*Problem to solve*.
Scan the data below and pick out the lines containing the word "styled".

*Records supplied*.
:::::

PR #37, opened 2021-03-05
Add gene information tooltip

### LINKED ISSUE #30: Show general information about genes
_Taking "N:P80R" as an example, do we know something about the N or even about N:80?_

When the user clicks on "N", a short description (and maybe some references) about the N-gene should be shown in a tooltip. Later, we will integrate more detailed information about certain regions within a gene.

chaoran-chen:
Close #30 

Many thanks to @Julia91457 for sharing her knowledge about the proteins!!

### DIFF
--- a/src/components/MutationList.tsx
+++ b/src/components/MutationList.tsx
@@ -1,0 +1,16 @@
+import React from 'react';
+import { MutationName } from './MutationName';
+
+interface Props {
+  mutations: string[];
+}
+
+export const MutationList = ({ mutations }: Props) => {
+  return (
+    <>
+      {mutations
+        .map<React.ReactNode>(m => <MutationName key={m} mutation={m} />)
+        .reduce((prev, curr) => [prev, ', ', curr])}
+    </>
+  );
+};
--- a/src/components/MutationName.tsx
+++ b/src/components/MutationName.tsx
@@ -1,0 +1,186 @@
+import React from 'react';
+import styled from 'styled-components';
+import { OverlayTrigger, Popover } from 'react-bootstrap';
+
+interface Props {
+  mutation: string;
+}
+
+const headerMap: { [index: string]: string } = {
+  ORF1a: 'ORF1ab polyprotein',
+  ORF1b: 'ORF1ab polyprotein',
+  S: 'Spike glycoprotein',
+  E: 'Envelope protein',
+  M: 'Membrane glycoprotein',
+  N: 'Nucleocapsid phosphoprotein',
+};
+
+const textMap: { [index: string]: string } = {
+  S:
+    'important for binding to host cell, trimeric, can be cleaved into S1 part (containing RBD) and S2 part; ' +
+    'S1 = involved in attachment of virions by interaction with human ACE2; S2: fusion protein; immunogenic',
+  E:
+    'relevant for assembly and release of virions, 75 aa, can assemble into host membrane to form ' +
+    'protein-lipid pores (viroporin)',
+  M: '222 aa, relevant for RNA packaging, most abundant viral protein, contains transmembrane domains',
+  N: 'relevant for packing of RNA into ribonucleocapsid, known to be immunogenic',
+};
+
+const ORF1abProteins = [
+  {
+    range: [1, 180],
+    text:
+      "N-terminal product of viral replicase, mediates RNA replication and processing, suppresses hosts' immune functions",
+    name: 'Nsp1',
+  },
+  {
+    range: [181, 818],
+    text: 'replicase product essential for proofreading, modulation of host cell signalling pathways',
+    name: 'Nsp2',
+  },
+  {
+    range: [819, 2763],
+    text: 'papain-like protease, separates polyprotein into distinct proteins',
+    name: 'Nsp3',
+  },
+  {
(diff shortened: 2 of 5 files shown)


src/components/MutationName.tsx
```diff
@@ -0,0 +1,186 @@
...
+      <Popover.Title as='h3'>{information.header}</Popover.Title>
+      <Popover.Content>
+        <div style={{ width: '600px' }}>{information.text}</div>
+      </Popover.Content>
+    </Popover>
+  );
+
+  return (
+    <>
+      {/*TODO It does not seem right to overwrite the CSS here. But how else?*/}
```
chaoran-chen, line 173: This looks like a bad idea.. Do you know how to implement it properly?

src/components/MutationList.tsx
```diff
@@ -0,0 +1,16 @@
...
+interface Props {
+  mutations: string[];
+}
+
+export const MutationList = ({ mutations }: Props) => {
+  return (
+    <>
+      {mutations
+        .map<React.ReactNode>(m => <MutationName key={m} mutation={m} />)
+        .reduce((prev, curr) => [prev, ', ', curr])}
```
tehwalris, line 13: This reduce is not making a flat list (try `['a', 'b', 'c'].reduce((a, c) => [a, ', ', c])` in your console for an example). It still renders because arrays of `ReactNode` are also `ReactNode`.

I suggest `.flatMap((v, i) => (i === 0 ? [v] : [', ', v]))` or something. That way you can also remove the explicit type parameter.

src/components/MutationName.tsx
```diff
@@ -0,0 +1,186 @@
...
+const Mut = styled.span`
+  &:hover {
+    background: #eaeaea;
+    border-radius: 15px;
+    padding: 5px;
+    cursor: pointer;
+  }
+`;
+
+const getInformation = (gene: string, position: number): { header: string; text: JSX.Element } => {
```
tehwalris, line 119: If this returned `{header: string, text?: string}` the separation of logic and rendering would be cleaner. You could handle the "no description" text and styles in the main part of the component.

src/components/MutationName.tsx
```diff
@@ -0,0 +1,186 @@
...
+  },
+  {
+    range: [6799, 7096],
+    text: "2'-O-ribose methyltransferase",
+    name: 'Nsp16',
+  },
+];
+
+const Mut = styled.span`
+  &:hover {
```
tehwalris, line 111: When you hover on the mutations everything jumps around and that's really annoying. It would be better to apply the padding and border-radius outside of `:hover`.

You could try `  border-radius: 5px; padding: 3px 5px; margin-right: -5px;` to line it up nicely with the text.

src/components/MutationName.tsx
```diff
@@ -0,0 +1,186 @@
...
+    <>
+      {/*TODO It does not seem right to overwrite the CSS here. But how else?*/}
+      <style type='text/css'>
+        {`
+          .popover {
+            max-width: none;
+          } 
+        `}
+      </style>
+      <OverlayTrigger trigger='click' overlay={popover} rootClose={true} transition={false}>
```
tehwalris, line 181: Some of the larger popups get slightly cut off. Adding `placement='bottom'` should be good enough, since we have plenty of space below.

cut-off-popup

src/components/MutationName.tsx
tehwalris: In this specific case add `style={{ maxWidth: '600px' }}` to `Popover` (and you can remove your inner `div`).

In general in most of react-bootstrap you can pass a styled component to `as`. In most other libraries you can convert the styled component to a `className` and pass it that way. In this case `Popover` is mean doesn't support either of those (and it's rendered out-of-tree, so it won't immediately work to wrap it and then used scoped selectors).

tehwalris: BTW The way this was (`<style type='text/css'>`) the styles would apply to the whole application, not just this component.

src/components/NewVariantTable.tsx
```diff
@@ -46,7 +47,9 @@ export const NewVariantTable = ({ country, year, week, onVariantSelect }: Props)
             <tbody>
               {data.map(d => (
                 <tr key={d.variant.mutations.join(',')}>
-                  <td style={{ maxWidth: '400px', lineBreak: 'auto' }}>{d.variant.mutations.join(', ')}</td>
+                  <td style={{ maxWidth: '400px', lineBreak: 'auto' }}>
+                    <MutationList mutations={d.variant.mutations} />
```
tehwalris, line 51: My browser is not happy rendering all of these React components and DOM elements here in this huge table. Can we keep `d.variant.mutations.join(', ')` within this table?

tehwalris: To see the issues: load all of the B1.1.7 samples, resize the width of your page and then try scrolling.

tehwalris (changes requested):
The feature works nicely. The code is good overall. I added a few minor change requests and comments.

chaoran-chen:
Thanks for the review, @tehwalris. Because the PR is now merged, I created a new issue (#42) to address your comments.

:::::

*Exercise response*.
+import styled from 'styled-components';
+const Mut = styled.span`
+const Mut = styled.span`
In general in most of react-bootstrap you can pass a styled component to `as`. In most other libraries you can convert the styled component to a `className` and pass it that way. In this case `Popover` is mean doesn't support either of those (and it's rendered out-of-tree, so it won't immediately work to wrap it and then used scoped selectors).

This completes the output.